Taylor Swift’s sixth album, Lover, broke record after record when it was released earlier this year. It was the largest sales week for any album by any artist since Swift’s 2017 album, Reputation. And she became the first female artist to have six different albums sell over 500,000 copies in a single week.
The light and happiness of Lover was a noticeable shift in tone from the angst and upset of Reputation. Although Swift is known for breakup ballads like We Are Never Ever Getting Back Together, Dear John and I Almost Do, her latest album is proof that she is perfectly capable of writing absolute tunes that carry a happy message.
This week, Swift treated fans to a stripped down performance of Lover in an acoustic live session for NPR’s Tiny Desk Concert. Filmed at NPR’s Washington D.C. office. Swift played hits such as The Man and Death by a Thousand Cuts to an intimate audience of 200 people. She also played the Red album fan favourite All Too Well.
Sharing photos from the session on her social media, Swift described it as a “big mood”.
Midway through the set, Swift took the opportunity to address the question that she’s been asked throughout her career. And she revealed that it had the potential to “seriously deteriorate” her mental health.
“Over the course of me doing interviews, which is about 15 or 16 years, I’ve gotten a question over and over again that I think has the potential to seriously deteriorate my mental health,” she said.
“That question is, ‘What will you ever do if you get happy?’ Like what will you write about? Will you just never be able to write a song again? It’s an interesting question.”
Swift continued: “When I would get that question as a young person, I’d kind of be like, ‘Well, I started out writing songs about stuff I had no idea about’.
“Like I started writing songs when I was 12 years old and they were usually about heartbreak, I had no idea what I was talking about, but I had watched movies and read books.’

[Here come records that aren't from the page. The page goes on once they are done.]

PR #470, opened 2016-05-12
Render only on changes

squirrelo:
This moves rendering to an event-based action, where new frames are only rendered when the views are changed in some way. previously it was rendering a new frame regardless of it was needed or not.

### DIFF
--- a/emperor/support_files/js/controller.js
+++ b/emperor/support_files/js/controller.js
@@ -210,8 +210,10 @@ define([
       }
     });
 
-    // Set for update 
-    this.sceneViews[0].needsUpdate = true;
+    //Set all scenes to needing update
+    for (var i = 0; i < this.sceneViews.length, i++) {
+      this.sceneViews[i].needsUpdate = true;
+    }
   };
 
   /**
@@ -404,6 +406,7 @@ define([
         controller.fromJSON(json[index]);
       }
     });
+    sceneview.needsUpdate = true;
    };
 
   /**
--- a/emperor/support_files/js/controller.js
+++ b/emperor/support_files/js/controller.js
@@ -220,15 +220,16 @@ define([
    *
    **/
   EmperorController.prototype.render = function() {
-    if (!_.some(this.sceneViews, function(sv) {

She added: “Then I’d go home and be like, ‘What would happen if I were ever happy?’
“Would I not be able to do the thing I love the most in the world? Would I not be able to write breakup songs anymore?’.”
But, just because Swift has taken a more positive tone with her music, it doesn’t mean that she’s any plans to stop writing heartbreak songs.
Before singing Death by a Thousand Cuts (which is all about an aching heart) she said that the song is “proof that I don’t have to stop writing songs about heartache and misery, which, for me, was incredible news”.
Because the point is that Swift can write about whatever the hell the wants, and the world will always be listening.